Aim of the exercise: Where the records hold the string "shown", show the whole line it sits on.

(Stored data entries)
PR #4092, opened 2024-01-26
Allow multiple colon-separated inference jar paths

johannescoetzee:
Allow users to specify multiple inference jar paths with a `:` separated list. I chose `:` since it's the path separator on Linux and not a valid path character in Windows.

### DIFF
--- a/joern-cli/frontends/javasrc2cpg/src/main/scala/io/joern/javasrc2cpg/Main.scala
+++ b/joern-cli/frontends/javasrc2cpg/src/main/scala/io/joern/javasrc2cpg/Main.scala
@@ -78,9 +78,9 @@ private object Frontend {
     import builder._
     OParser.sequence(
       programName("javasrc2cpg"),
-      opt[String]("inference-jar-paths")
-        .text(s"extra jars used only for type information")
-        .action((path, c) => c.withInferenceJarPaths(c.inferenceJarPaths + path)),
+      opt[Seq[String]]("inference-jar-paths")
+        .text(s"extra jars used only for type information (comma-separated list of paths)")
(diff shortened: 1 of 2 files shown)


maltek (approved):
Windows convention for $PATH / java class path is `;`, whereas UNIX convention is `:`. I think there is some potential for confusion here.

- we could use the OS convention (`System.getProperty("path.separator")`), but then be inconsistent ourselves / force our users to do things differently depending on OS
- we could just use `:` everywhere like this PR currently does, though Windows users could possibly be confused if they don't look closely enough and are used to semi-colons
- we could just support both `:` and `;` everywhere. Downside is that users can't specify files with `;` anymore. I think I like this the best.

Not the biggest of deals either way in the end.

johannescoetzee:
I considered using the OS convention as well, but thought that would cause more problems than it solves. I like your idea of using both, however, so updated the PR with that.

max-leuthaeuser:
Why not making it `opt[Seq[String]]`?
The argument parser lib we are using there then does the splitting for you (default its `,`).

johannescoetzee:
That is certainly an option as well, but in my opinion using `:` or `;` to be consistent with OS path separators (as well as java classpath separators) is worth the extra effort of doing the splitting ourselves. With that being said, if we're currently using comma separated paths anywhere in joern, then it would be better to stay consistent with that.

maltek:
Now that I think more about it, splitting on `:` doesn't work on Windows for absolute paths - that'll split after the drive letter.

I think that makes me lean towards commas like Max suggested.

johannescoetzee:
Good point. I'll change to that then.

max-leuthaeuser (approved):

PR #4096, opened 2024-01-29
ghidra 11.0

mpollmeier:


itsacoderepo (approved):

itsacoderepo:
Ghidra specific tests are passing on my machine

mpollmeier:
From the test output:
```
[info] io.joern.scanners.c.CredentialDropTests *** ABORTED ***
[info]   java.lang.InstantiationError: org.h2.mvstore.FileStore
```

Turns out they now also ship an h2 database, which collides with the one that overflowdb ships...

Context: since ghidra doesn't publish a jar, we replicate their build and publish it ourselves...

PR #4103, opened 2024-01-31
[php2cpg] Expose frontend command line option for builtins signatures file path

wunused:
The php2cpg frontend uses the SetKnownTypes path to set types for known function signatures, like builtin functions. Currently, it reads the known type signature information from a resource file. This makes it difficult to add new type signatures at runtime, or on a per-project basis.

This PR adds a command line option to the PHP frontend to provide a path to a type signatures file at runtime, so that it can be invoked as:

```
./joern-parse --language php target/ -o target.cpg --frontend-args --known-types-file=known_function_signatures.txt
```


wunused:
@DavidBakerEffendi this is related to the PHP type inference passes from earlier, does this look good to merge?

joern-cli/frontends/php2cpg/src/main/scala/io/joern/php2cpg/passes/PhpSetKnownTypes.scala
```diff
@@ -23,17 +26,20 @@ case class KnownFunction(
   pTypes: Seq[Seq[String]] = Seq.empty
 )
 
+case class PhpSetKnownTypesConfig(knownTypesFilePath: Option[String] = None)
```
DavidBakerEffendi, line 29: Feel free to extend this on top of `TypeRecoveryPass` as I am currently doing something similar in `csharpsrc2cpg`

joern-cli/frontends/php2cpg/src/main/scala/io/joern/php2cpg/passes/PhpSetKnownTypes.scala
```diff
@@ -74,3 +80,27 @@ class PhpSetKnownTypesPass(cpg: Cpg, knownTypesFile: Option[JFile] = None)
     if (types.size == 1) builder.setNodeProperty(n, PropertyNames.TYPE_FULL_NAME, types.head)
     else builder.setNodeProperty(n, PropertyNames.DYNAMIC_TYPE_HINT_FULL_NAME, types)
 }
+
+trait PhpSetKnownTypesParserConfig[R <: X2CpgConfig[R]] { this: R =>
```
DavidBakerEffendi, line 84: Similarly here, it can just be on top of `TypeRecoveryParserConfig`

DavidBakerEffendi (changes requested):

joern-cli/frontends/php2cpg/src/main/scala/io/joern/php2cpg/passes/PhpSetKnownTypes.scala
wunused: Is there an example in the C# frontend that I should reference and match? I don't see it in `master`. 

I use both the `TypeRecoveryParserConfig` and the `PhpSetKnownTypesParserConfig` traits for the php2cpg.Config class in Main.scala; do you prefer that `PhpSetKnownTypesParserConfig` extends directly from `TypeRecoveryParserConfig`, rather than being used along side it as a trait?

DavidBakerEffendi: Nothing in C# yet, but I'm deserializing the object into `TypeMap` which you can find in C#. Right now it's pre-defined, but I'd like to extend it to user-defined paths like this too.

I mean that you can add the `knownTypesFilePath` property to `TypeRecoveryParserConfig` and get rid of `PhpSetKnownTypesParserConfig`.

DavidBakerEffendi: Actually, better yet, keep it and rename it to `TypeStubParserConfig` and then it can be re-used across frontends. It can be placed in the `io.joern.x2cpg` package next to `TypeRecoveryParserConfig` somewhere in `frontends`

wunused: Got it, thanks! That makes sense.

joern-cli/frontends/php2cpg/src/main/scala/io/joern/php2cpg/passes/PhpSetKnownTypes.scala
```diff
@@ -74,3 +79,17 @@ class PhpSetKnownTypesPass(cpg: Cpg, knownTypesFile: Option[JFile] = None)
     if (types.size == 1) builder.setNodeProperty(n, PropertyNames.TYPE_FULL_NAME, types.head)
     else builder.setNodeProperty(n, PropertyNames.DYNAMIC_TYPE_HINT_FULL_NAME, types)
 }
+
+object PhpSetKnownTypes {
+
+  def parserOptions[R <: X2CpgConfig[R] with TypeStubsParserConfig[R]]: OParser[_, R] = {
```
DavidBakerEffendi, line 85: Could we move this to `object TypeStubsParserConfig`? It seems language agnostic enough

DavidBakerEffendi (changes requested):

joern-cli/frontends/php2cpg/src/main/scala/io/joern/php2cpg/passes/PhpSetKnownTypes.scala
wunused: Yes, makes sense. I've moved it, and changed the names of the PHP specific pass to match the TypeStubs convention for consistency.

joern-cli/frontends/php2cpg/src/main/scala/io/joern/php2cpg/passes/PhpTypeStubsParser.scala
```diff
@@ -27,14 +31,15 @@ case class KnownFunction(
   *
   * TODO: Need to handle variadic arguments.
   */
-class PhpSetKnownTypesPass(cpg: Cpg, knownTypesFile: Option[JFile] = None)
+class PhpTypeStubsParserPassGenerator(cpg: Cpg, config: XTypeStubsParserConfig = XTypeStubsParserConfig())
```
DavidBakerEffendi, line 34: The reason the `XTypeRecoveryPassGenerator` is named a generator is because it generates passes. This pass doesn't so it should stay `PhpSetKnownTypesPass`

DavidBakerEffendi (changes requested):
Last comment, then it should be approved

joern-cli/frontends/php2cpg/src/main/scala/io/joern/php2cpg/passes/PhpTypeStubsParser.scala
wunused: Makes sense, fixed.

DavidBakerEffendi (approved):

PR #4105, opened 2024-02-01
[C#] Ast creation for jump statements

karan-batavia:
This PR includes,
1. AST Creation for `break`, `continue` and `goto` statements.
2. Corresponding tests.

### DIFF
--- a/joern-cli/frontends/csharpsrc2cpg/src/main/scala/io/joern/csharpsrc2cpg/astcreation/AstForStatementsCreator.scala
+++ b/joern-cli/frontends/csharpsrc2cpg/src/main/scala/io/joern/csharpsrc2cpg/astcreation/AstForStatementsCreator.scala
@@ -198,16 +198,16 @@ trait AstForStatementsCreator(implicit withSchemaValidation: ValidationMode) { t
       case BreakStatement    => Seq(Ast(controlStructureNode(jumpStmt, ControlStructureTypes.BREAK, jumpStmt.code)))
       case ContinueStatement => Seq(Ast(controlStructureNode(jumpStmt, ControlStructureTypes.CONTINUE, jumpStmt.code)))
       case GotoStatement     => astForGotoStatement(jumpStmt)
-      case _                 => Seq(Ast())
+      case _                 => Seq.empty
   }
 
   private def astForGotoStatement(gotoStmt: DotNetNodeInfo): Seq[Ast] = {
-    val idenitifierAst = Option(gotoStmt.json(ParserKeys.Expression)) match
+    val identifierAst = Option(gotoStmt.json(ParserKeys.Expression)) match
       case Some(value: ujson.Obj) => astForNode(createDotNetNodeInfo(value))
-      case _                      => Seq(Ast())
+      case _                      => Seq.empty
 
     val gotoAst = Ast(controlStructureNode(gotoStmt, ControlStructureTypes.GOTO, gotoStmt.code))
 
-    idenitifierAst :+ gotoAst
+    identifierAst :+ gotoAst
   }
 }
--- a/joern-cli/frontends/csharpsrc2cpg/src/main/scala/io/joern/csharpsrc2cpg/astcreation/AstForStatementsCreator.scala
+++ b/joern-cli/frontends/csharpsrc2cpg/src/main/scala/io/joern/csharpsrc2cpg/astcreation/AstForStatementsCreator.scala
@@ -4,15 +4,19 @@ import io.circe.Json
 import io.joern.csharpsrc2cpg.parser.DotNetJsonAst.{
   BinaryExpr,
   Block,
+  BreakStatement,
   CasePatternSwitchLabel,
   CaseSwitchLabel,
+  ContinueStatement,
   DefaultSwitchLabel,
   DoStatement,
   ExpressionStatement,
   ForEachStatement,
   ForStatement,
   GlobalStatement,
+  GotoStatement,
   IfStatement,
+  JumpStatement,
   LiteralExpr,
   SwitchStatement,
   ThrowStatement,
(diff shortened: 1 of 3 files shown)


joern-cli/frontends/csharpsrc2cpg/src/main/scala/io/joern/csharpsrc2cpg/astcreation/AstForStatementsCreator.scala
```diff
@@ -188,4 +193,21 @@ trait AstForStatementsCreator(implicit withSchemaValidation: ValidationMode) { t
     astForNode(globalStatement.json(ParserKeys.Statement))
   }
 
+  private def astForJumpStatement(jumpStmt: DotNetNodeInfo): Seq[Ast] = {
+    jumpStmt.node match
+      case BreakStatement    => Seq(Ast(controlStructureNode(jumpStmt, ControlStructureTypes.BREAK, jumpStmt.code)))
+      case ContinueStatement => Seq(Ast(controlStructureNode(jumpStmt, ControlStructureTypes.CONTINUE, jumpStmt.code)))
+      case GotoStatement     => astForGotoStatement(jumpStmt)
+      case _                 => Seq(Ast())
```
DavidBakerEffendi, line 201: This can be just `Seq.empty`, same on line 207

joern-cli/frontends/csharpsrc2cpg/src/main/scala/io/joern/csharpsrc2cpg/astcreation/AstForStatementsCreator.scala
```diff
@@ -188,4 +193,21 @@ trait AstForStatementsCreator(implicit withSchemaValidation: ValidationMode) { t
...
+  }
+
+  private def astForGotoStatement(gotoStmt: DotNetNodeInfo): Seq[Ast] = {
+    val idenitifierAst = Option(gotoStmt.json(ParserKeys.Expression)) match
```
DavidBakerEffendi, line 205: Typo on `idenitifierAst` -> `identifierAst`

joern-cli/frontends/csharpsrc2cpg/src/test/scala/io/joern/csharpsrc2cpg/querying/ast/JumpStatementsTests.scala
```diff
@@ -0,0 +1,95 @@
...
+  "AST creation for jump statements" should {
+    "be correct for break" in {
+      val cpg = code(basicBoilerplate("""
+          |for (int i = 0; i < 10; i++) {
+          | break;
+          |}
+          |""".stripMargin))
+
+      inside(cpg.method("Main").controlStructure.controlStructureTypeExact(ControlStructureTypes.BREAK).l) {
+        case breakStatement :: Nil =>
```
DavidBakerEffendi, line 17: There should be a default case (`case _ =>`) with a fail message

DavidBakerEffendi: Similarly on the other tests

DavidBakerEffendi (changes requested):

joern-cli/frontends/csharpsrc2cpg/src/main/scala/io/joern/csharpsrc2cpg/astcreation/AstForStatementsCreator.scala
karan-batavia: Ah, good catch.

DavidBakerEffendi (approved):

joern-cli/frontends/csharpsrc2cpg/src/test/scala/io/joern/csharpsrc2cpg/querying/ast/JumpStatementsTests.scala
```diff
@@ -0,0 +1,98 @@
...
+class JumpStatementsTests extends CSharpCode2CpgFixture {
+  "AST creation for jump statements" should {
+    "be correct for break" in {
+      val cpg = code(basicBoilerplate("""
+          |for (int i = 0; i < 10; i++) {
+          | break;
+          |}
+          |""".stripMargin))
+
+      inside(cpg.method("Main").controlStructure.controlStructureTypeExact(ControlStructureTypes.BREAK).l) {
```
pandurangpatil, line 16: @karan-batavia 
I would recommend not to use `inside` as you cannot debug from the IDE code inside the `inside` block. Whereas if you take the return list and extract the element out of it like in the below example that I tried to rewrite part of this test case.

 In fact, it makes the code more readable.

e.g.

```
val List(breakStatement) = cpg.method("Main").controlStructure.controlStructureTypeExact(ControlStructureTypes.BREAK).l
breakStatement.controlStructureType shouldBe ControlStructureTypes.BREAK
breakStatement.code shouldBe "break;"
breakStatement.lineNumber shouldBe Some(10)
breakStatement.columnNumber shouldBe Some(1)
```

cc: @DavidBakerEffendi @tuxology

karan-batavia: @pandurangpatil we have been following this conventions for all the tests right from AST Creation.

DavidBakerEffendi: I've had success with the IDE, and the reason I want to use this is since it encourages using `failure` with helpful error messages which is readable from CLI failures.

pandurangpatil: I noticed that but debugging the inside block is difficult. In go as well I was following in a similar fashion, in fact there would be some test cases following this style. However, I once got badly stuck while debugging the dataflow test. I spent almost half a day trying to understand why I was not able to monitor the variables inside the inside block. 

Then I removed the `inside` block and changed the code in the way shown in the example. I could debug it easily.

Going ahead you can follow the recommended structure.

tuxology: I did face some IDE issues. My middle ground for this is that for a breaking query (not just a failing test), I replicate the query above inside block and debug. Once its done, and test is fixed, I remove it and place it back in inside 😬

Issue #4057, opened 2024-01-16
Move IdentifierToCall node pass logic inside AST Creation flow itself.


pandurangpatil:
`IdentifierToCall` determines, after the AstCreation, if an identifier behaves like a parenthesis-less call, and if so, replaces that node with a similar call node. This is not ideal, as base passes may treat a node differently based on the type.

This issue suggests using the `PackageContext.packageTable.methodTableMap` given to the `AstCreator` to determine if an identifier shares a name with a known method, and immediately creates a call instead.

pandurangpatil:
@DavidBakerEffendi add more details in this ticket

DavidBakerEffendi:
Development at [dave/ruby/identifier-call-replacement](https://github.com/joernio/joern/tree/dave/ruby/identifier-call-replacement)

khemrajrathore:
Tried verifying against -  https://github.com/pay-rails/pay/blob/master/app/controllers/pay/webhooks/braintree_controller.rb#L9
we have `verified_event`  identifier, which is basically a call to the method `verified_event`
cc - @DavidBakerEffendi @pandurangpatil

PR #4111, opened 2024-02-01
[ruby] IdentifierToCall Pass Replacement

DavidBakerEffendi:
* Making use of package table & removed identifier to call pass
* Moved parsing outside of ast creator to help enable a pre-parse
* If an identifier is encountered, and it matches the name of a pre-parsed method name in the package table, then a call node with the corresponding method full name is created
* Fixed behaviour of handling internal methods/modules
* Categorized IDE/OS gitignores
* Cleared package table after each run

Resolves [#4057](https://github.com/joernio/joern/issues/4057)


xavierpinho (approved):

DavidBakerEffendi:
Note @khemrajrathore @pandurangpatil, the reason this pipeline failed after the previous commit is because the package table was a global mutable object in the `RubySrc2Cpg` companion object. 

I've now forced it to clear after every `createCpg` call, so this may or may not affect downstream usages of the package table if it's used (i.e, it should be re-initialized before every CPG run since it's now used for storing application specific method/module data).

Result:
(diff shortened: 1 of 2 files shown)
(diff shortened: 1 of 3 files shown)
Then I removed the `inside` block and changed the code in the way shown in the example. I could debug it easily.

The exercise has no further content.